▸ **Aim of the exercise**: Using the entries that follow, state how many lines contain "workspace", with no other words.

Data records
PR #14192, opened 2024-09-06
fix(suite-native): use default letter spacing

### LINKED ISSUE #14177: Wrong line break of fiat values on dashboard
- Spotted so far only on Android
- Already in production
- With smallest system font scale it's "fixed"
- Only some values are broken, 0.00, but also for example $5.35

image
image
image

matejkriz:
## Description

POC solution to see how default letter spacing looks like.

## Related Issue

Resolve https://github.com/trezor/trezor-suite/issues/14177

## Screenshots:
image


matejkriz:
the current state of custom letter spacing is what we want

PR #14194, opened 2024-09-06
chore(suite): update mission dependencies

Lemonexe:
## Description

Update most Mission-related dependencies:

- `electron-builder`
- `simple-git`
  - moved to usability dependencies, as it pertains Suite Guide
- `electron-updater`
- `varuint-bitcoin`

These were **not updated**:
- `electron` 31
  - it is [supported by nixos](https://search.nixos.org/packages?channel=24.05&show=electron&from=0&size=50&sort=relevance&type=packages&query=electron), but not properly, could break build unexpectedly in future, [see comment](https://github.com/trezor/trezor-suite/pull/14194#discussion_r1750271053) 
-  `tiny-secp256k1` WIP in [#12261](https://github.com/trezor/trezor-suite/pull/12261) 
- `electron-store` requires refactoring our electron main process to ES
  - that is possible since [electron 28](https://github.com/electron/electron/blob/main/docs/tutorial/esm.md), which we have since [#13795](https://github.com/trezor/trezor-suite/pull/13795), but is out of scope

Besides CI checks :heavy_check_mark: , I have tested: local suite:dev, suite:dev:desktop, linux build :heavy_check_mark:

:information_source: For reference, last bump mission deps PR was #13938

### DIFF
--- a/jest.config.base.js
+++ b/jest.config.base.js
@@ -47,5 +47,6 @@ module.exports = {
         '^bcrypto/lib/(.*)$': 'bcrypto/lib/$1-browser',
         // Enforce usage of CommonJS version of uuid because ESM version is not working in Jest
         '^uuid$': require.resolve('uuid'), // https://stackoverflow.com/questions/73203367/jest-syntaxerror-unexpected-token-export-with-uuid-library
+        '^uint8array-tools$': require.resolve('uint8array-tools'), // same case as with uuid
     },
 };
--- a/jest.config.native.js
+++ b/jest.config.native.js
@@ -44,5 +44,4 @@ module.exports = {
         '<rootDir>/../../suite-native/test-utils/src/expoMock.js',
         '<rootDir>/../../suite-native/test-utils/src/walletSdkMock.js',
     ],
-    moduleNameMapper: { '^uuid$': require.resolve('uuid') },
 };
--- a/packages/suite/jest.config.js
+++ b/packages/suite/jest.config.js
@@ -1,3 +1,5 @@
+const baseConfig = require('../../jest.config.base');
+
 // all tests have same UTC timezone
 process.env.TZ = 'UTC';
 process.env.LANG = 'en-US';
@@ -31,9 +33,7 @@ module.exports = {
         '^src/(.+)': '<rootDir>/src/$1',
         '\\.(mp4)$': '<rootDir>/__mocks__/import-mp4.js',
         '\\.(svg)$': '<rootDir>/__mocks__/import-svg.js',
-        uuid: require.resolve('uuid'), // https://stackoverflow.com/questions/73203367/jest-syntaxerror-unexpected-token-export-with-uuid-library
-        // Enforce usage of JS version of bcrypto in tests because on CI we don't build native modules because it's slowing yarn install
-        '^bcrypto/lib/(.*)$': 'bcrypto/lib/$1-browser',
+        ...baseConfig.moduleNameMapper,
     },
     moduleFileExtensions: ['js', 'ts', 'tsx'],
     coverageDirectory: './coverage',
--- a/packages/utxo-lib/src/bufferutils.ts
+++ b/packages/utxo-lib/src/bufferutils.ts
@@ -7,15 +7,17 @@
 
 import BN from 'bn.js';
 import pushdata from 'pushdata-bitcoin';
-import varuint from 'varuint-bitcoin';
+import * as varuint from 'varuint-bitcoin';
 import { Int64LE } from 'int64-buffer';
 import { bufferUtils } from '@trezor/utils';
 import * as types from './types';
 
+const OUT_OF_RANGE_ERROR = 'value out of range';
+
 export function verifuint(value: number, max: number) {
     if (typeof value !== 'number') throw new Error('cannot write a non-number as a number');
     if (value < 0) throw new Error('specified a negative value for writing an unsigned value');
-    if (value > max) throw new Error('value out of range');
+    if (value > max) throw new Error(OUT_OF_RANGE_ERROR);
     if (Math.floor(value) !== value) throw new Error('value has a fractional component');
 }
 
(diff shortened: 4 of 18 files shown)


packages/utxo-lib/src/bufferutils.ts
```diff
@@ -82,18 +84,20 @@ export function writeInt64LE(buffer: Buffer, value: number, offset: number) {
 }
 
 export function readVarInt(buffer: Buffer, offset: number) {
-    const result = varuint.decode(buffer, offset);
+    const { numberValue, bytes } = varuint.decode(buffer, offset);
```
Lemonexe, line 87: The old interface returned just the number, and stored `bytes` directly on the `readVarInt`. Basically, the imported function (shared instance) had state containing a result of each function call :see_no_evil: 
Now it's a pure function, much better  :+1: 

See lib code: [old](https://github.com/bitcoinjs/varuint-bitcoin/blob/a05cb2cd32be43f6cab477704d60574066e3bb48/index.js#L21), [new](https://github.com/bitcoinjs/varuint-bitcoin/blob/d0b5f695480177cb25df7090215989a258da8413/src/cjs/index.cjs#L109)

packages/utxo-lib/src/bufferutils.ts
```diff
@@ -82,18 +84,20 @@ export function writeInt64LE(buffer: Buffer, value: number, offset: number) {
...
+
+    if (numberValue === null) throw new Error(OUT_OF_RANGE_ERROR);
```
Lemonexe, line 89: They also added `bigint` support, so the lib fn no longer throws error when out of range, but instead returns null number (and non-null bigint number).
In this PR I wanted to **keep the same functionality**, not refactor our `utxo-lib` to support bigints (I don't even know if it's needed), so the error is thrown.

jest.config.base.js
```diff
@@ -47,5 +47,6 @@ module.exports = {
         '^bcrypto/lib/(.*)$': 'bcrypto/lib/$1-browser',
         // Enforce usage of CommonJS version of uuid because ESM version is not working in Jest
         '^uuid$': require.resolve('uuid'), // https://stackoverflow.com/questions/73203367/jest-syntaxerror-unexpected-token-export-with-uuid-library
+        '^uint8array-tools$': require.resolve('uint8array-tools'), // same case as in uuid
```
Lemonexe: This lib has been added as transitive dependency of `varuint-bitcoin`.
I checked [the code](https://github.com/bitcoinjs/uint8array-tools) that it contains nothing sus.
But like `uuid`, it has misconfigured CJS vs MJS exports. This has to be done so that jest can resolve the import :see_no_evil: 

:information_source: :bulb: FIY, this is only necessary for test suites using `jsdom` env. The `utxo-lib` test suite has `node` env, and it can handle the import fine, so its test passes even without this fix, but it would fail in _other packages_, where `utxo-lib` package is indirectly used

jest.config.native.js
```diff
@@ -44,5 +44,4 @@ module.exports = {
         '<rootDir>/../../suite-native/test-utils/src/expoMock.js',
         '<rootDir>/../../suite-native/test-utils/src/walletSdkMock.js',
     ],
-    moduleNameMapper: { '^uuid$': require.resolve('uuid') },
```
Lemonexe, line 47: See above in this file. We are importing `moduleNameMapper` from `baseConfig`, but overwriting it.
The only difference is, that here it is missing `bcrypto`. I tried WIP

packages/suite/jest.config.js
```diff
@@ -31,9 +33,7 @@ module.exports = {
         '^src/(.+)': '<rootDir>/src/$1',
         '\\.(mp4)$': '<rootDir>/__mocks__/import-mp4.js',
         '\\.(svg)$': '<rootDir>/__mocks__/import-svg.js',
-        uuid: require.resolve('uuid'), // https://stackoverflow.com/questions/73203367/jest-syntaxerror-unexpected-token-export-with-uuid-library
-        // Enforce usage of JS version of bcrypto in tests because on CI we don't build native modules because it's slowing yarn install
-        '^bcrypto/lib/(.*)$': 'bcrypto/lib/$1-browser',
```
Lemonexe, line 36: This repeats what is in `baseConfig`, and now I needed to also add the `uint8array-tools` everywhere. So let's keep it DRY.

Lemonexe:
Concerning socket-security:

- `read-binary-file-arch@1.0.6`, a new a transitive dep of electron-builder, [code seems legit](https://github.com/samuelmaddock/read-binary-file-arch/blob/37156c22f07966dd132be84797fb7c9eb0a4cebe/index.js#L66)
- `@electron/rebuild@3.6.0` is a new transitive dep directly from `@electron`, so I'd trust that?
- `builder-util@25.0.3` is an update of existing dep from `electron-builder`
  - owned by the [same authors](https://www.npmjs.com/package/builder-util) as [electron-builder](https://www.npmjs.com/package/electron-builder), so I'd trust that?

Lemonexe:
@SocketSecurity ignore npm/read-binary-file-arch@1.0.6 npm/@electron/rebuild@3.6.0 npm/builder-util@25.0.3

Discussed with @komret , see comment above with explanation

shell.nix
```diff
@@ -8,7 +8,7 @@ with import
 
 let
   # unstable packages
-  electron = electron_30; # use the same version as defined in packages/suite-desktop/package.json
+  electron = electron; # use the same version as defined in packages/suite-desktop/package.json. Note that the 31 version is named just "electron"
```
Lemonexe: Not entirely sure if we want to use it, if it doesn't have specific version... Could it break in future?

komret (approved):

shell.nix
szymonlesisz: i think it breaks desktop builds on nixos, but 31.4 [should be there](https://github.com/NixOS/nixpkgs/commit/98636237874295db2a5b8b46d784e74a783d74c5) already

szymonlesisz (commented):
update of `varuint-bitcoin` looks ok :+1:

shell.nix
Lemonexe: Well, there is `electron-chromedriver_31` listed, but not `electron_31`. [They did add it](https://search.nixos.org/packages?channel=24.05&show=electron&from=0&size=50&sort=relevance&type=packages&query=electron), but only named as `electron`. At first I thought it's no problem, but you're right, it will break desktop builds when they bump to 32 at nixos repository.

So I'm gonna drop the electron bump from this PR and finish that later. I'll write an email to the maintainers to ask about it :slightly_smiling_face:

PR #14195, opened 2024-09-06
feat(mobile): update Metro - 3x faster JS build

Nodonisko:
## Description

This Metro version introduces new much faster resolver. Our build now takes around ~20s on my Mac compared to ~60s before.

## Related Issue

Resolve


vytick (approved):
LGTM 🚀 

I have not measured improvements, but it builds and works as expected

PR #14202, opened 2024-09-09
chore: update socks-proxy-agent from 6.1.1 to 8.0.4

### LINKED ISSUE #14179: update socks-proxy-agent
we are two major versions behind 
```
 6.1.1 -> 8.0.4
```

if you could @karliatto please update it when you find some spare time 🙏

karliatto:
## Description
update socks-proxy-agent from 6.1.1 to 8.0.4

* https://github.com/trezor/trezor-suite/pull/14202/commits/69ed9d5ade051c666e17f2a731df9f5b5b398108#diff-49f49f01ad60f5c7fc2414cb881d318ffe90f54838287ee5c847e6981fa12162L28 - Define type `SocksProxyAgentOptions` in order to keep the same API that we had before and not introduce breaking changes.
* https://github.com/trezor/trezor-suite/pull/14202/commits/933fab2e08a9af3ca66a5003df66b884fe5b6399#diff-fe77c9995deb7c750724b7d0de5b926f9942a35be2b8d3ae54eb2255a7aee63bR144 - transforming the previous API to the new one to work with new version o `SocksProxyAgent`.
## Related Issue

Resolve https://github.com/trezor/trezor-suite/issues/14179

### DIFF
--- a/packages/blockchain-link-types/package.json
+++ b/packages/blockchain-link-types/package.json
@@ -22,8 +22,7 @@
     "dependencies": {
         "@solana/web3.js": "^1.95.0",
         "@trezor/type-utils": "workspace:*",
-        "@trezor/utxo-lib": "workspace:*",
-        "socks-proxy-agent": "8.0.4"
+        "@trezor/utxo-lib": "workspace:*"
     },
     "devDependencies": {
         "tsx": "^4.16.3"
--- a/packages/blockchain-link-types/package.json
+++ b/packages/blockchain-link-types/package.json
@@ -23,7 +23,7 @@
         "@solana/web3.js": "^1.95.0",
         "@trezor/type-utils": "workspace:*",
         "@trezor/utxo-lib": "workspace:*",
-        "socks-proxy-agent": "6.1.1"
+        "socks-proxy-agent": "8.0.4"
     },
     "devDependencies": {
         "tsx": "^4.16.3"
--- a/packages/blockchain-link-types/src/common.ts
+++ b/packages/blockchain-link-types/src/common.ts
@@ -1,4 +1,6 @@
-import type { SocksProxyAgentOptions } from 'socks-proxy-agent';
+import type tls from 'tls';
+import type { Url } from 'url';
+import type { SocksProxy } from 'socks';
 
 import type { Transaction as BlockbookTransaction, VinVout } from './blockbook';
 import type {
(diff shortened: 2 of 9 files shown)


karliatto:
@marekrjpolak It would be nice if you have a look at this PR. I have made changes keeping in mind not to introduce breaking changes in connect API. Let me know what you think.

mroz22 (approved):
looks ok, did not test

marekrjpolak (changes requested):
I repeatedly wasn't able to do a basic all seed discovery with Tor turned on. On current develop it was ok.

Also, do you know why is it necessary to pass the uri to the new SocksProxyAgent constructor as a string instead of object as noted [here](https://github.com/TooTallNate/proxy-agents/blob/main/packages/socks-proxy-agent/CHANGELOG.md#upgrading-from-5x-to-6x)? I've tried it and it required more fields than we have and than is shown in the example, but I have no idea why.

karliatto:
@marekrjpolak I probably broke it by trying to satisfy the types but I should work now with this latest change https://github.com/trezor/trezor-suite/pull/14202/commits/eb2eeee6dc5a6359b40410b36707575bde7b6f2c

As you mentioned using the other way it requires some fields that we do not use.  But they way I am using is the one they use in their tests https://github.com/TooTallNate/proxy-agents/blob/main/packages/socks-proxy-agent/test/test.ts#L34 and it should work now.

marekrjpolak (approved):
Ok, I've checked basic Ehtereum (multi-identity) discovery, Electrum backend on onion address and CJ discovery and all seems to be working. :+1: Still, I'm a bit paranoid whether the identities are correctly separated which is kinda hard to verify. But it's probably fine.

karliatto:
>  Still, I'm a bit paranoid whether the identities are correctly separated which is kinda hard to verify. But it's probably fine.


It is hard to verify in the complex context of suite, but it is quite straight forward using the simple node script below while Tor from suite running:

```javascript
import https from 'https';
import { SocksProxyAgent } from 'socks-proxy-agent';

const socksServerUrl = new URL(`socks://127.0.0.1:36133`);
socksServerUrl.username = 'user';
socksServerUrl.password = 'password';


const agent = new SocksProxyAgent(socksServerUrl);

https.get('https://ipinfo.io', { agent }, (res) => {
	console.log(res.headers);
	res.pipe(process.stdout);
});
```

With that script if you change user or password get different IP in response.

▸ **Answer section**: 5